PR #922, opened 2018-05-12
Fix uniqueUnitItems typo and add assignedItems switch

dedmen:
- Fixes typo https://github.com/CBATeam/CBA_A3/pull/902/files#r187768475

Not a critical bug. Just causes the function to return more items that advertised. Which given it's inteded use case doesn't matter much.

- Add's switch to disable assignedItems because these half a dozen items matter for some users

Do you prefer to keep the useless semicolons that I removed?

### DIFF
--- a/addons/common/fnc_uniqueUnitItems.sqf
+++ b/addons/common/fnc_uniqueUnitItems.sqf
@@ -10,6 +10,7 @@ Parameters:
     _backpack       - Include items in backpack (Default: true)
     _vest           - Include items in vest     (Default: true)
     _uniform        - Include items in uniform  (Default: true)
+    _assignedItems        - Include assigned items  (Default: true)
 
 Example:
     (begin example)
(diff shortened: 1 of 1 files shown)


addons/common/fnc_uniqueUnitItems.sqf
```diff
@@ -10,6 +10,7 @@ Parameters:
     _backpack       - Include items in backpack (Default: true)
     _vest           - Include items in vest     (Default: true)
     _uniform        - Include items in uniform  (Default: true)
+    _assignedItems        - Include assigned items  (Default: true)
```
jonpas: What happened to alignment here?

dedmen: Dedmen just copy pasted a entry from above and changed the names. Dunno why I didn't see that 
(╯°□°）╯︵ ┻━┻

PR #925, opened 2018-05-17
Cache CreditsLine entries

dedmen:
cba_help_fnc_setCreditsLine is the major lag cause when opening the Pause menu.
arma3_x64_2018-05-17_20-33-03
This is a very simple fix to get rid of that.
Scanning all CfgPatches entries everytime a player presses Escape wasn't a good idea in the first place.

### DIFF
--- a/addons/help/fnc_setCreditsLine.sqf
+++ b/addons/help/fnc_setCreditsLine.sqf
@@ -29,11 +29,7 @@ if (CBA_DisableCredits) exitWith {};
 
 // find addon with author
 private _config = configFile >> "CfgPatches";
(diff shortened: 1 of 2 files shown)


commy2:
I love you.

addons/help/fnc_setCreditsLine.sqf
```diff
@@ -29,11 +29,7 @@ if (CBA_DisableCredits) exitWith {};
 
 // find addon with author
 private _config = configFile >> "CfgPatches";
```
shukari: This line is also now obsolete... _config never get used in that script.

PR #932, opened 2018-05-25
Replace BIS function call with engine command

Wakbub:
- Replace BIS function call `BIS_fnc_getCfgData` with with engine command `getText`.

**Links**
- [BIS_fnc_getCfgData](https://community.bistudio.com/wiki/BIS_fnc_getCfgData)
- [getText](https://community.bistudio.com/wiki/getText)

### DIFF
--- a/addons/accessory/fnc_switchAttachment.sqf
+++ b/addons/accessory/fnc_switchAttachment.sqf
@@ -18,7 +18,7 @@ Examples:
     (end)
 
 Author:
-    Robalo
+    Robalo, optimized by Anton
 ---------------------------------------------------------------------------- */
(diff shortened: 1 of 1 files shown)


dedmen:
Old one supports Number, Text and Array.
New one only supports text?

PabstMirror:
It just does ` hintSilent format ["%1", _switchItemHintText]`
So number/array wouldn't make much sense

Wakbub:
MRT_SwitchItemHint**Text** is always Text, so there is no point in "supporting" other types.

commy2:
I'd rather have someone make a nicer looking ui element, possibly one that can be reused for other purposes and other mods.

PR #937, opened 2018-06-11
[WIP] Fix script errors reporting wrong line numbers

dedmen:


ViperMaul:
Nice @dedmen 
Also what we need is a regex script to apply your same fix to all of the other SQF files that have this issue. There are well over 300+ additional files where `#include "script_component.hpp"` is located below comments.

SilentSpike:
This has bugged me for some long in ace too, good solve 👍

SilentSpike:
For the regex this should do it:

```regex
^\s*(/\*.+?\*/)\s*#include\s*"script_component\.hpp"
```
In sublime add the flags `(?s)(?-m)` to the front to disable multiline and enable dotall.

Replace with:
```regex
#include "script_component.hpp"\n\1
```

dedmen:
>Looks like you are already on that path. Thank you! 
correct I wanted to... Oh.. @SilentSpike Don't steal my work!!!!!111!11"
I'll also do the ACE PR when I find the time. Expect atleast a couple weeks

addons/common/fnc_getUISize.sqf
```diff
@@ -24,8 +25,6 @@ Examples:
 Author:
     Written by Deadfast and made CBA compliant by Vigilante
 ---------------------------------------------------------------------------- */
-
-#include "script_component.hpp"
```
dedmen: This doesn't match the default style. So I'd say it's okey that, that newline is gone?

dedmen:
The last commit has stuff that was not just done automatically. Take special care about that when reviewing the PR.

dedmen:
I'll happily fix conflicts. If you merge #939 I'll have to add them anyway.
I'd rather wait for atleast 2 reviews to make sure this is right. Also there are open questions from me above and the documenation generator needs to be tested.

If something is wrong in here it could break CBA at any point, sensitive or not. Don't wanna take that risk

addons/common/fnc_getUISize.sqf
SilentSpike: Yeah, not sure if you used my regex, but I specifically made it account for cases where there might be space and strip it out

SilentSpike:
The last commit looks all good 👍

addons/common/fnc_getUISize.sqf
dedmen: I used yours. But slightly modified `[\s\S]` instead of `.`

dedmen:
Just waiting for https://github.com/CBATeam/CBA_A3/pull/937#issuecomment-399756189
and https://github.com/CBATeam/CBA_A3/pull/937#issuecomment-399714544 
🕐 ⏳ ⏲ 🌳 🍪

dedmen:
You wanted it merged asap, not me :D 
merge conflicts shouldn't be an issue as this only changes essentially the first line of the scripts. Which is usually never touched.

PR #941, opened 2018-06-24
Cleanup private ARRAY

dedmen:
... and modernize vectCross


addons/ui/flexiMenu/fnc_getMenuDef.sqf
```diff
@@ -3,23 +3,20 @@
...
-_menuSources = _this select 1; // [_target, _menuSources];
-
-_menuDefs = [];
+private _target = _this select 0;
+private _menuSources = _this select 1; // [_target, _menuSources];
+private _menuDefs = [];
 
 { // forEach
-    private ["_params", "_menuSource", "_menuParams", "_array", "_menuDef"]; // declare locally to safe guard variables after _menuSource call, which is beyond our control of correctness.
+    private ["_menuDef"]; // declare locally to safe guard variables after _menuSource call, which is beyond our control of correctness.
```
commy2: Function is broken before and after. _menuDef at the eof will always report [].

PR #950, opened 2018-07-03
don't skip next PFH if current one is removed while iterating through

commy2:
- deactivate PFH by replacing the script with `{}`, then delete NextFrame (guaranteed to happen outside of iterating through the array that is modified)
- more elegant than https://github.com/CBATeam/CBA_A3/pull/915 because doesn't change the EachFrame function
- close #915 

Needs testing, I won't have access to Arma this and the next week.

### DIFF
--- a/addons/common/fnc_removePerFrameHandler.sqf
+++ b/addons/common/fnc_removePerFrameHandler.sqf
@@ -9,7 +9,7 @@ Parameters:
     _handle - The function handle you wish to remove. <NUMBER>
 
 Returns:
-    None
+    true if removed successful, false otherwise <BOOLEAN>
 
 Examples:
     (begin example)
@@ -24,24 +24,31 @@ Author:
 
 params [["_handle", -1, [0]]];
 
-if (_handle < 0 || {_handle >= count GVAR(PFHhandles)}) exitWith {};
-
 [{
     params ["_handle"];
 
-    GVAR(perFrameHandlerArray) set [GVAR(PFHhandles) select _handle select 0, {}];
+    private _index = GVAR(PFHhandles) param [_handle];
+    if (isNil "_index") exitWith {false};
 
-    [{
-        params ["_handle"];
+    GVAR(PFHhandles) set [_handle, nil];
+    (GVAR(perFrameHandlerArray) select _index) set [0, {}];
 
-        GVAR(perFrameHandlerArray) deleteAt (GVAR(PFHhandles) select _handle);
-        GVAR(PFHhandles) set [_handle, nil];
+    if (GVAR(perFrameHandlersToRemove) isEqualTo []) then {
+        [{
+            {
+                GVAR(perFrameHandlerArray) set [_x, objNull];
+            } forEach GVAR(perFrameHandlersToRemove);
 
-        {
-            _x params ["", "", "", "", "", "_handle"];
-            GVAR(PFHhandles) set [_handle, _forEachIndex];
-        } forEach GVAR(perFrameHandlerArray);
-    }, _handle] call CBA_fnc_execNextFrame;
+            GVAR(perFrameHandlerArray) = GVAR(perFrameHandlerArray) - [objNull];
+            GVAR(perFrameHandlersToRemove) = [];
+
+            {
+                _x params ["", "", "", "", "", "_index"];
+                GVAR(PFHhandles) set [_index, _forEachIndex];
+            } forEach GVAR(perFrameHandlerArray);
+        }] call CBA_fnc_execNextFrame;
+    };
+
+    GVAR(perFrameHandlersToRemove) pushBackUnique _index;
+    true
 }, _handle] call CBA_fnc_directCall;
-
-nil
--- a/addons/common/fnc_removePerFrameHandler.sqf
+++ b/addons/common/fnc_removePerFrameHandler.sqf
@@ -34,7 +34,7 @@ params [["_handle", -1, [0]]];
     (GVAR(perFrameHandlerArray) select _index) set [0, {}];
 
     if (GVAR(perFrameHandlersToRemove) isEqualTo []) then {
-        [{
+        {
             {
                 GVAR(perFrameHandlerArray) set [_x, objNull];
             } forEach GVAR(perFrameHandlersToRemove);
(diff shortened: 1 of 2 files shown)


commy2:
Q: What happens if the removePFH function is called twice with the same handle in the same frame (deleting already removed PFH waiting to be cleaned up NextFrame)?

addons/common/fnc_removePerFrameHandler.sqf
```diff
@@ -29,13 +29,19 @@ if (_handle < 0 || {_handle >= count GVAR(PFHhandles)}) exitWith {};
 [{
     params ["_handle"];
 
-    GVAR(perFrameHandlerArray) deleteAt (GVAR(PFHhandles) select _handle);
-    GVAR(PFHhandles) set [_handle, nil];
+    GVAR(perFrameHandlerArray) set [GVAR(PFHhandles) select _handle select 0, {}];
```
dedmen: Fun fact. `call` doesn't exit early if it has no code. It will actually really build a callstack and everything required. And then execute the empty code and exit right after.

addons/common/fnc_removePerFrameHandler.sqf
```diff
@@ -29,13 +29,19 @@ if (_handle < 0 || {_handle >= count GVAR(PFHhandles)}) exitWith {};
...
-        GVAR(PFHhandles) set [_handle, _forEachIndex];
-    } forEach GVAR(perFrameHandlerArray);
+    [{
+        params ["_handle"];
+
+        GVAR(perFrameHandlerArray) deleteAt (GVAR(PFHhandles) select _handle);
+        GVAR(PFHhandles) set [_handle, nil];
+
+        {
+            _x params ["", "", "", "", "", "_handle"];
```
dedmen: reusing _handle here looks confusing to some people. But these people don't look at CBA code anyway.

(I pressed send review and wanted to submit the comment after that.. But who could've guessed that the comment is discarded when you submit the review.)

commy2: I just indented the previous code. The function is simple enough I'd say.

addons/common/fnc_removePerFrameHandler.sqf
commy2: I wouldn't have implemented it any other way tbh. For simplicity.

SilentSpike:
I like the elegance, though running through it in my head I'm also not sure this isn't still broken as per commy's comment above.

The way it is currently, I believe that if the function is called **_n_** times in the same frame for the same handler, the next **_n - 1_** handlers would also be deleted. 

My first thought:
You'd need to add a sanity check for whether the `GVAR(PFHhandles)` value is already `nil` (meaning the handle has already been deleted that frame). However, this would only work assuming the handle index hasn't been refilled by another call to `addPerFrameHandler` between the duplicated `execNextFrame` calls (unsure if this can happen, I'll assume it probably can).

My next thought:
It'd be a hell of a lot simpler and actually foolproof to just check if the code is already `{}` in the scope above before the `execNextFrame` is even added.

jokoho48:
I like the base idea over what I have done before. but what I dislike is that you run over every PFH Multiple times when more than 1 PFH got remove per frame. so you would have both systems combined in a way.
so what I would do is still save the deletedIndices and only add 1 execNextFrame and use the removing Method I implemented just in the execNextFrame and checking if a remove already happend

commy2:
@SilentSpike Can you think of a way to potential bring this issue about? Reading the code again after sleep, everything looks fine, even if the same ID is removed twice.
@jokoho48 
>but what I dislike is that you run over every PFH Multiple times when more than 1 PFH got remove per frame.

This almost never happens though. Removing multiple PFH in the same frame.

dedmen:
>but what I dislike is that you run over every PFH Multiple times when more than 1 PFH got remove per frame.
I still prefer that over the alternative of executing some code every Frame even if it's not needed 99% of the time.

jokoho48:
>This almost never happens though. Removing multiple PFH in the same frame.

it does that is why I bringing this up. and also the check happens I frame After the PFH is removed

>I still prefer that over the alternative of executing some code every Frame even if it's not needed 99% of the time.

then you don't read my post correctly. I sad this is a better solution but I think that it could be more optimized. in the way that we could combine both ideas and use the execNextFrame for the base removal but still save the indices that are deleted

addons/common/fnc_removePerFrameHandler.sqf
```diff
@@ -29,13 +29,19 @@ if (_handle < 0 || {_handle >= count GVAR(PFHhandles)}) exitWith {};
...
+    GVAR(perFrameHandlerArray) set [GVAR(PFHhandles) select _handle select 0, {}];
 
-    {
-        _x params ["", "", "", "", "", "_handle"];
-        GVAR(PFHhandles) set [_handle, _forEachIndex];
-    } forEach GVAR(perFrameHandlerArray);
+    [{
+        params ["_handle"];
+
+        GVAR(perFrameHandlerArray) deleteAt (GVAR(PFHhandles) select _handle);
```
SilentSpike: @commy2 Yeah reading again after a sleep I don't think it would break anymore (since this line becomes `deleteAt nil` on any duplicated calls - which I assume won't error?).

SilentSpike: The only exception would be, if you were to remove the same handle twice in the same frame and also addEventHandler in the next frame, would it be possible that the same index (`_handle`) could be refilled in between the two `execNextFrame` calls? Resulting in the newly added EH being deleted immediately.

commy2:
What about this? Tested it a bit with laptop, and it seems to work as expected.

addons/common/fnc_removePerFrameHandler.sqf
```diff
@@ -24,24 +24,31 @@ Author:
...
+    if (isNil "_index") exitWith {false};
 
-    [{
-        params ["_handle"];
+    GVAR(PFHhandles) set [_handle, nil];
+    (GVAR(perFrameHandlerArray) select _index) set [0, {}];
 
-        GVAR(perFrameHandlerArray) deleteAt (GVAR(PFHhandles) select _handle);
-        GVAR(PFHhandles) set [_handle, nil];
+    if (GVAR(perFrameHandlersToRemove) isEqualTo []) then {
```
SilentSpike: Missing `!` ?

SilentSpike: Ah never mind I see how it works now, because it's next frame and only runs once due to this

addons/common/fnc_removePerFrameHandler.sqf
commy2: This is all changed now.

PabstMirror:
we've rewritten this fix many times but this one is the best; no run-time performance hit

PR #951, opened 2018-07-03
handle input gracefully in keybinding editKey ui function

commy2:
- Ignore vanilla input, i.e. don't close the menu if you assign a keyaction to `Num Enter`, `Enter`; don't change control focus when assigning a keyaction to `Tab` etc.
- the `call` is needed, because due to a bug, return values in eventhandlers are ignored if they come from `exitWith` in the main scope of the eventhandler script.

~~Needs testing, don't have access to Arma the next two weeks.~~


commy2:
Tested, works.

PR #952, opened 2018-07-03
change color of name of temporarily changed settings

commy2:
- This will make the names of settings that were changed by ui appear yellow, which helps when editing settings in bulk. Serves as a reminder which settings will be changed once OK is pressed, which changes will be discarded once Cancel is pressed.

~~Needs testing, don't have Arma for 2 weeks.~~


commy2:
Tested. Now appears to work.

PR #956, opened 2018-07-28
UI - Keep getFov params consistant with previous versions

PabstMirror:
https://github.com/acemod/ACE3/issues/6475

### DIFF
--- a/addons/ui/fnc_getFov.sqf
+++ b/addons/ui/fnc_getFov.sqf
@@ -25,7 +25,7 @@ Authors:
     streamlined by commy2
 ---------------------------------------------------------------------------- */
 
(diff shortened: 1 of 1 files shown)


SilentSpike:
I prefer the usage of `params` personally, it slightly changes the behaviour here, but I think it's preferable to flag incorrect/unintended input parameters.

commy2:
The behaviour is the same, except for the on screen messgae if -showScriptErrors is enabled / in 3den/3den preview.

PabstMirror:
If `_this` is `[0]` the behaviour will be different

I know plenty of people do play with script errors on
Perhaps, we should merge this and @alganthe's PRs and then switch to `params` for next CBA

PR #958, opened 2018-08-07
Fix Layout Editor running out of repositionable controls

mharis001:
- Layout editor only has 22 repositionable controls


commy2:
I need this. Thank you so much.

commy2:
Does Vanilla really start with Element000 ?

mharis001:
Done, and yeah `Element000` -> `Element021`.

addons/ui/RscDisplayOptionsLayout.hpp
```diff
@@ -0,0 +1,93 @@
+// Fixes Layout Editor only having 22 repositionable controls
+class RscDisplayOptionsLayout {
+    class controlsBackground {
+        class Element021;
+        #define ADD_ELEMENT(var1) class Element##var1: Element021 {\
+            idc = __EVAL(12000 + var1);\
+            onMouseEnter = "with uinamespace do {['mouseEnter',_this,''] call RscDisplayOptionsLayout_script;};";\
```
Dystopian: why are the same config values set in each element? Aren't they inherited?

dedmen: The Eventhandlers are added by script. So no Element000->021 doesn't have them so we need to add them. Which is what's happening here.

But how about we just make Element022 with the Eventhandlers and just have all the others inherit from that? Less code in the preprocessed config in the end.

commy2: I will take a look at the master config.

commy2: This is how it looks in the displays init script:
```sqf
// RscDisplayOptionsLayout.sqf
...
for "_i" from 0 to 21 do {
	_control = _display displayctrl (IDCBASE + _i);
	_control ctrladdeventhandler ["mouseenter","with uinamespace do {['mouseEnter',_this,''] call RscDisplayOptionsLayout_script;};"];
	_control ctrladdeventhandler ["mouseexit","with uinamespace do {['mouseExit',_this,''] call RscDisplayOptionsLayout_script;};"];
	_control ctrladdeventhandler ["mouseholding","with uinamespace do {['mouseMoving',_this,''] call RscDisplayOptionsLayout_script;};"];
	_control ctrladdeventhandler ["mousemoving","with uinamespace do {['mouseMoving',_this,''] call RscDisplayOptionsLayout_script;};"];
	_control ctrladdeventhandler ["mousebuttondown","with uinamespace do {['mouseButtonDown',_this,''] call RscDisplayOptionsLayout_script;};"];
	_control ctrladdeventhandler ["mousebuttonup","with uinamespace do {['mouseButtonUp',_this,''] call RscDisplayOptionsLayout_script;};"];
};
...
```
Strangely, in a few other places it just iterates through the child classes instead of assuming 0...21. /shrug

PROBLEM TO SOLVE -
Exact copies of the lines from the start of the data up to the line holding "Do you prefer", both included, are all that is needed.

ANSWER TO THIS PROBLEM -
PR #922, opened 2018-05-12
Fix uniqueUnitItems typo and add assignedItems switch

dedmen:
- Fixes typo https://github.com/CBATeam/CBA_A3/pull/902/files#r187768475

Not a critical bug. Just causes the function to return more items that advertised. Which given it's inteded use case doesn't matter much.

- Add's switch to disable assignedItems because these half a dozen items matter for some users

Do you prefer to keep the useless semicolons that I removed?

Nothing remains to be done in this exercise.